# Task objective
Could you output every record again, exactly as given?

# Record excerpts
PR #500, opened 2021-01-26
add read write perms

Josca:


manager/middlewares/rbac.go
```diff
@@ -37,16 +42,22 @@ func isAccessGranted(c *gin.Context) bool {
...
 	for _, a := range access.Data {
-		if a.Permission == "patch:*:*" {
-			return true
+		switch a.Permission {
+		case "patch:*:*":
+			return rbacPerms{Read: true, Write: true}
+		case "patch:*:read":
+			return rbacPerms{Read: true, Write: false}
+		case "patch:*:write":
+			return rbacPerms{Read: false, Write: true}
```
semtexzv, line 55: Write should probably imply read

manager/middlewares/rbac.go
```diff
@@ -56,9 +67,19 @@ func RBAC() gin.HandlerFunc {
 	}
 
 	return func(c *gin.Context) {
-		if !isAccessGranted(c) {
-			c.AbortWithStatusJSON(http.StatusUnauthorized,
-				utils.ErrorResponse{Error: "You don't have access to this application"})
+		grantedPerms := isAccessGranted(c)
+
+		switch c.Request.Method {
+		case "GET", "POST":
```
semtexzv, line 73: I suppose this works, but wouldn't it be better if we performed read check for every endpoint, and write check manually in the delete_system endpoint ? By storing the perms in the context, like we do  with the account id.

manager/middlewares/rbac.go
Josca: I check how other apps do it. Thay also use all *,read,write variants. So I used it too here.

manager/middlewares/rbac.go
Josca: Yes, but this is easier solution. Just because we don't to go directly into the handler's code. I would keep it like this at least for now. I don't think we will need to modify it in the future. If so we can do it once it will be neccassarry.

MichaelMraka (approved):
/lgtm but I admit I haven't a deep knowledge of RBAC

PR #501, opened 2021-01-27
Fix system detail missing join

semtexzv:
- Issue created during query cleanup. Joining with inventory is mandatory in this endpoint

### DIFF
--- a/manager/controllers/system_detail.go
+++ b/manager/controllers/system_detail.go
@@ -34,11 +34,8 @@ func SystemDetailHandler(c *gin.Context) {
 	var systemItemAttributes SystemItemAttributes
 	query := database.Systems(database.Db, account).
 		Select(database.MustGetSelect(&systemItemAttributes)).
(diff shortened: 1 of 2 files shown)


manager/controllers/system_detail.go
```diff
@@ -34,12 +34,9 @@ func SystemDetailHandler(c *gin.Context) {
 	var systemItemAttributes SystemItemAttributes
 	query := database.Systems(database.Db, account).
 		Select(database.MustGetSelect(&systemItemAttributes)).
+		Joins("JOIN inventory.hosts ih ON ih.id = inventory_id").
 		Where("sp.inventory_id = ?::uuid", inventoryID)
 
-	if applyInventoryHosts {
```
Josca, line 39: Please, set applyInventoryHosts to default value false to use the same value in tests and in prod.

Josca (changes requested):

PR #3834, opened 2024-04-11
Update Thresholds colors for ºF temperature

jheredianet:
A minor fix for missing colored temperature text column (as shown with ºC) in Charges dasboard.

With ºF is shown like this:
image

With ºC is shown like this:
image

With this update, thresholds colors added for ºF temperature as well.


JakobLichterfeld (approved):
Nice catch, thank you for your change!

PR #3844, opened 2024-04-15
Change car id selector by row on Charge Details dashboard

jheredianet:
Minor change of car_id selector on favor of row title, since this dashboard in order to work must be called by drives dashboard, and this selector doen't make sense here:

Before:
image

Now:
image


JakobLichterfeld (approved):
ty

Issue #3846, opened 2024-04-16
Timeline kWh is incorrect for miles


sdwalker:
### Is there an existing issue for this?

- [X] I have searched the existing issues

### What happened?

Timeline kWh is incorrect for miles due to the missing 1.60934 multiplication for driving and parking

### Relevant log output

```shell
N/A
```

### Screenshots

Most recent drive
![image](https://github.com/teslamate-org/teslamate/assets/904020/62f3b5a9-2d69-4e03-96d0-d7a0ca11a33a)

Without multiplication
![image](https://github.com/teslamate-org/teslamate/assets/904020/2e2fd2c5-816a-47eb-a563-dfcddfa48fc4)

With multiplication
![image](https://github.com/teslamate-org/teslamate/assets/904020/a2607be8-ff32-4981-80dc-6755598abd6b)

### Type of installation

Manual

### Version

v1.28.6-dev

JakobLichterfeld:
related PR #3847

PR #3847, opened 2024-04-16
Timeline: fix kWh values and column layout for miles (#3846)

sdwalker:
Add the kWh multiplication needed for driving and parking when using miles
Use the same index value for the Range Diff column so the layout is the same with miles or kilometers


DrMichael:
May I propose to use convert_km instead of CASE in the SQL statement? Just to be consistent.

sdwalker:
> May I propose to use convert_km instead of CASE in the SQL statement? Just to be consistent.

convert_km divides by 1.60934 so the proper fix for charging looks to be to not use convert_km at all

From
convert_km((end_[[preferred_range]]_range_km - start_[[preferred_range]]_range_km)::NUMERIC, '$length_unit') * efficiency AS "kWh",
To
(end_[[preferred_range]]_range_km - start_[[preferred_range]]_range_km)::NUMERIC * efficiency AS "kWh",

Still looking at how to fix the parking query
convert_km(((LEAD(d.start_[[preferred_range]]_range_km) over w + (LEAD(d.start_km) over w - d.end_km)) - d.end_[[preferred_range]]_range_km)::NUMERIC, '$length_unit') * efficiency AS "kWh",

JakobLichterfeld:
> Still looking at how to fix the parking query

Are you planning a separate PR or include in this one?

sdwalker:
Can we assume the parking query is correct for metric users?
If so, a metric user would be able to remove the convert_km from the parking query, switch their units and confirm the unit conversion matches

swiffer:
efficiency is stored as kwh/km, therefore convert_km seems not to be needed at all in these calculations, agree.

@dyxyl - do you want to update your PR based on latest master or should I open a follow up PR ?

swiffer (changes requested):
efficiency is stored as kwh/km, therefore convert_km seems not to be needed at all in these calculations, agree.

@dyxyl - do you want to update your PR based on latest master or should I open a follow up PR ?

dyxyl:
I don't have a PR for this -- it was @sdwalker who originated it.

swiffer:
😆 - sorry. @sdwalker, would you like to update the PR ?

swiffer:
with #4367 merged this one can be closed @JakobLichterfeld

PR #3850, opened 2024-04-17
Fix missing units when miles is used

sdwalker:
Charges
image
Drive Details
image
Dutch Tax
image

### DIFF
--- a/grafana/dashboards/charges.json
+++ b/grafana/dashboards/charges.json
@@ -638,14 +638,18 @@
               },
               {
                 "id": "unit",
-                "value": "none"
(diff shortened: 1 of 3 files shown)


cwanja:
Assuming this respects the variable the user sets in the `settings` table?

sdwalker:
> Assuming this respects the variable the user sets in the `settings` table?

Correct - switching to the metric units and comparing the dashboards in a duplicated tab is how the imperial discrepancies are being found

cwanja (approved):
Verified and confirmed. Looks good. Thanks @sdwalker.

PR #3854, opened 2024-04-17
Statistics: fix temperature colors and column layout for Fahrenheit

sdwalker:
Add the missing temperature color thresholds when using Fahrenheit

# Response to the task
PR #500, opened 2021-01-26
add read write perms

Josca:


manager/middlewares/rbac.go
```diff
@@ -37,16 +42,22 @@ func isAccessGranted(c *gin.Context) bool {
...
 	for _, a := range access.Data {
-		if a.Permission == "patch:*:*" {
-			return true
+		switch a.Permission {
+		case "patch:*:*":
+			return rbacPerms{Read: true, Write: true}
+		case "patch:*:read":
+			return rbacPerms{Read: true, Write: false}
+		case "patch:*:write":
+			return rbacPerms{Read: false, Write: true}
```
semtexzv, line 55: Write should probably imply read

manager/middlewares/rbac.go
```diff
@@ -56,9 +67,19 @@ func RBAC() gin.HandlerFunc {
 	}
 
 	return func(c *gin.Context) {
-		if !isAccessGranted(c) {
-			c.AbortWithStatusJSON(http.StatusUnauthorized,
-				utils.ErrorResponse{Error: "You don't have access to this application"})
+		grantedPerms := isAccessGranted(c)
+
+		switch c.Request.Method {
+		case "GET", "POST":
```
semtexzv, line 73: I suppose this works, but wouldn't it be better if we performed read check for every endpoint, and write check manually in the delete_system endpoint ? By storing the perms in the context, like we do  with the account id.

manager/middlewares/rbac.go
Josca: I check how other apps do it. Thay also use all *,read,write variants. So I used it too here.

manager/middlewares/rbac.go
Josca: Yes, but this is easier solution. Just because we don't to go directly into the handler's code. I would keep it like this at least for now. I don't think we will need to modify it in the future. If so we can do it once it will be neccassarry.

MichaelMraka (approved):
/lgtm but I admit I haven't a deep knowledge of RBAC

PR #501, opened 2021-01-27
Fix system detail missing join

semtexzv:
- Issue created during query cleanup. Joining with inventory is mandatory in this endpoint

### DIFF
--- a/manager/controllers/system_detail.go
+++ b/manager/controllers/system_detail.go
@@ -34,11 +34,8 @@ func SystemDetailHandler(c *gin.Context) {
 	var systemItemAttributes SystemItemAttributes
 	query := database.Systems(database.Db, account).
 		Select(database.MustGetSelect(&systemItemAttributes)).
(diff shortened: 1 of 2 files shown)


manager/controllers/system_detail.go
```diff
@@ -34,12 +34,9 @@ func SystemDetailHandler(c *gin.Context) {
 	var systemItemAttributes SystemItemAttributes
 	query := database.Systems(database.Db, account).
 		Select(database.MustGetSelect(&systemItemAttributes)).
+		Joins("JOIN inventory.hosts ih ON ih.id = inventory_id").
 		Where("sp.inventory_id = ?::uuid", inventoryID)
 
-	if applyInventoryHosts {
```
Josca, line 39: Please, set applyInventoryHosts to default value false to use the same value in tests and in prod.

Josca (changes requested):

PR #3834, opened 2024-04-11
Update Thresholds colors for ºF temperature

jheredianet:
A minor fix for missing colored temperature text column (as shown with ºC) in Charges dasboard.

With ºF is shown like this:
image

With ºC is shown like this:
image

With this update, thresholds colors added for ºF temperature as well.


JakobLichterfeld (approved):
Nice catch, thank you for your change!

PR #3844, opened 2024-04-15
Change car id selector by row on Charge Details dashboard

jheredianet:
Minor change of car_id selector on favor of row title, since this dashboard in order to work must be called by drives dashboard, and this selector doen't make sense here:

Before:
image

Now:
image


JakobLichterfeld (approved):
ty

Issue #3846, opened 2024-04-16
Timeline kWh is incorrect for miles


sdwalker:
### Is there an existing issue for this?

- [X] I have searched the existing issues

### What happened?

Timeline kWh is incorrect for miles due to the missing 1.60934 multiplication for driving and parking

### Relevant log output

```shell
N/A
```

### Screenshots

Most recent drive
![image](https://github.com/teslamate-org/teslamate/assets/904020/62f3b5a9-2d69-4e03-96d0-d7a0ca11a33a)

Without multiplication
![image](https://github.com/teslamate-org/teslamate/assets/904020/2e2fd2c5-816a-47eb-a563-dfcddfa48fc4)

With multiplication
![image](https://github.com/teslamate-org/teslamate/assets/904020/a2607be8-ff32-4981-80dc-6755598abd6b)

### Type of installation

Manual

### Version

v1.28.6-dev

JakobLichterfeld:
related PR #3847

PR #3847, opened 2024-04-16
Timeline: fix kWh values and column layout for miles (#3846)

sdwalker:
Add the kWh multiplication needed for driving and parking when using miles
Use the same index value for the Range Diff column so the layout is the same with miles or kilometers


DrMichael:
May I propose to use convert_km instead of CASE in the SQL statement? Just to be consistent.

sdwalker:
> May I propose to use convert_km instead of CASE in the SQL statement? Just to be consistent.

convert_km divides by 1.60934 so the proper fix for charging looks to be to not use convert_km at all

From
convert_km((end_[[preferred_range]]_range_km - start_[[preferred_range]]_range_km)::NUMERIC, '$length_unit') * efficiency AS "kWh",
To
(end_[[preferred_range]]_range_km - start_[[preferred_range]]_range_km)::NUMERIC * efficiency AS "kWh",

Still looking at how to fix the parking query
convert_km(((LEAD(d.start_[[preferred_range]]_range_km) over w + (LEAD(d.start_km) over w - d.end_km)) - d.end_[[preferred_range]]_range_km)::NUMERIC, '$length_unit') * efficiency AS "kWh",

JakobLichterfeld:
> Still looking at how to fix the parking query

Are you planning a separate PR or include in this one?

sdwalker:
Can we assume the parking query is correct for metric users?
If so, a metric user would be able to remove the convert_km from the parking query, switch their units and confirm the unit conversion matches

swiffer:
efficiency is stored as kwh/km, therefore convert_km seems not to be needed at all in these calculations, agree.

@dyxyl - do you want to update your PR based on latest master or should I open a follow up PR ?

swiffer (changes requested):
efficiency is stored as kwh/km, therefore convert_km seems not to be needed at all in these calculations, agree.

@dyxyl - do you want to update your PR based on latest master or should I open a follow up PR ?

dyxyl:
I don't have a PR for this -- it was @sdwalker who originated it.

swiffer:
😆 - sorry. @sdwalker, would you like to update the PR ?

swiffer:
with #4367 merged this one can be closed @JakobLichterfeld

PR #3850, opened 2024-04-17
Fix missing units when miles is used

sdwalker:
Charges
image
Drive Details
image
Dutch Tax
image

### DIFF
--- a/grafana/dashboards/charges.json
+++ b/grafana/dashboards/charges.json
@@ -638,14 +638,18 @@
               },
               {
                 "id": "unit",
-                "value": "none"
(diff shortened: 1 of 3 files shown)


cwanja:
Assuming this respects the variable the user sets in the `settings` table?

sdwalker:
> Assuming this respects the variable the user sets in the `settings` table?

Correct - switching to the metric units and comparing the dashboards in a duplicated tab is how the imperial discrepancies are being found

cwanja (approved):
Verified and confirmed. Looks good. Thanks @sdwalker.

PR #3854, opened 2024-04-17
Statistics: fix temperature colors and column layout for Fahrenheit

sdwalker:
Add the missing temperature color thresholds when using Fahrenheit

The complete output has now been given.